A pair of sliding oak doors stood on the other side of the gentlemen's room. Rix walked across to open them. His father's library lay beyond.

But the doors were securely locked.

"Have you seen your brother?"

Rix jumped like a child caught with his hand in the cookie jar. He turned toward his mother, who was wearing a shimmering gray evening gown. Her makeup and hair were perfect. "Nope," he said easily.

"I suppose he's gone over to the stables again, then." She frowned with disapproval. "If he's not spending his time clocking the horses, he's playing poker with those friends of his at the country club. I've told him time and again that they're ganging up on him to cheat him, but does he listen? Of course not." Her gaze sharpened. "Were you looking for something to read?"

"Not particularly, just poking around."

"Your father keeps the library locked now,"

"It wasn't locked the last time I was here."

"It's locked," she repeated, "now."

"Why?"

"Your father was doing some research . . . before he got sick, I mean." There was a quicksilver flicker of distress in her eyes, then it was gone. "He had some books brought over from the Lodge's library. Evidently he doesn't want them to deteriorate any more than they already have."

"Research on what?"

She shrugged. "I have no earthly idea. Doesn't your brother know that we eat dinner at seven-thirty
sharp
in this house? I don't want him sitting at my dining room table smelling of horse perspiration!"

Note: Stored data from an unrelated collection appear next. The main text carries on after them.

PR #9176, opened 2025-09-03
Re-introduced Systrace

mdagois:
Added a way to switch the tracing mode between disabled, perfetto, and systrace.

I did those changes because I could not get Perfetto to work in my environment.
I learnt earlier that @pixelflinger is working on something similar, for a different reason (binary size impact of Perfetto).
Please let me know if you can use this (with eventual modifications), otherwise we can just drop the PR.

Note that I'll need to fix some of the BUILD files in g3 as well.


pixelflinger:
This PR https://github.com/google/filament/pull/9174 adds a flag to turn perfetto on/off.  I don't want to bring back systrace, this should work, if it doesn't we need to figure out why.

mdagois:
Got it. I will drop this PR then.
 As for perfetto, I was trying in g3. I assume a fix there will follow #9174?

PR #9182, opened 2025-09-04
Add Java bindings for setFrameScheduledCallback

bejado:


android/filament-android/src/main/java/com/google/android/filament/SwapChain.java
```diff
@@ -126,6 +126,78 @@ public void setFrameCompletedCallback(@NonNull Object handler, @NonNull Runnable
         nSetFrameCompletedCallback(getNativeObject(), handler, callback);
```
z3moon, line 126: nit: I wonder if isFrameCompletedCallbackSet is also needed.

z3moon (approved):

pixelflinger (approved):

android/filament-android/src/main/java/com/google/android/filament/SwapChain.java
bejado: Good point. We don't currently have this on the C++ side, so I left it out.

PR #9187, opened 2025-09-05
Metal: add debug labels to Metal resources

bejado:


filament/backend/src/metal/MetalHandles.h
```diff
@@ -479,6 +490,12 @@ struct MetalDescriptorSet : public HwDescriptorSet {
 
     void finalize(MetalDriver* driver);
 
+    void setLabel(const utils::CString& l) {
+#if FILAMENT_METAL_DEBUG_LABELS
+        label = l;
```
z3moon, line 502: nit: Do we not need to check the emptiness here like others? Or the other way around.

pixelflinger (approved):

"I'm sure he'll smell like his nice malodorous self."

"Sarcasm never won any popularity contests, son," she told him firmly. "Well, I have to know if that little wife of his is going to join us tonight or not. She's gone a straight week of eating her dinner in bed."

"Why don't you just send a servant up to ask her?"

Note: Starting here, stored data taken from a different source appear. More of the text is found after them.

PR #9188, opened 2025-09-05
View::setCamera() should accept nullptr

pixelflinger:
FIXES=[441757817]

### DIFF
--- a/android/filament-android/src/main/java/com/google/android/filament/View.java
+++ b/android/filament-android/src/main/java/com/google/android/filament/View.java
@@ -231,7 +231,7 @@ public class View {
      *
      * <p>
      * The View does not take ownership of the Scene pointer. Before destroying a Camera, be sure
-     * to remove it from all assoicated Views.
+     * to remove it from all associated Views. If the camera isn't set, Renderer::render() will result in a no-op.
      * </p>
      *
      * @see #getCamera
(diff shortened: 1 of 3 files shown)


z3moon:
I think we also need to modify `FCamera& getCameraUser() noexcept` and its call sites appropriately.

Also in `details/View.cpp`, `mCullingCamera` is referenced without null-pointer checks.

z3moon (changes requested):
I think we need to modify `FCamera& getCameraUser() noexcept` and its call sites appropriately.

Also in `details/View.cpp`, mCullingCamera is referenced without null-pointer checks.

pixelflinger:
> I think we need to modify `FCamera& getCameraUser() noexcept` and its call sites appropriately.
> Also in `details/View.cpp`, mCullingCamera is referenced without null-pointer checks.

`getCameraUser()` as well as `mCullingCamera` are only accessed by filament inside `Renderer::render()` and that has a check at the top. So we're good here.

However, it is true that `getCameraUser()` is called by `View& View::getCamera()` which is a public API (so we can't change it unfortunately). Basically the user is not allowed to call this if `hasCamera()` is `false`.  It's unfortunate that it doesn't return a pointer, but it's too late to change it.

z3moon (approved):
I see. Then maybe we need to update the comments for getCamera about the warning.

"Because," Margaret said icily, "Puddin' is
Boone's
responsibility. I won't have my servants bowing to her like she's a princess! I don't give a damn if she's too lazy to get out of bed to use the commode, but Cass would like to know how many places to set."

"I can't help you with that." He glanced once again at the library door's brass handles and then directed his attention to an elk's head on the wall above the fireplace.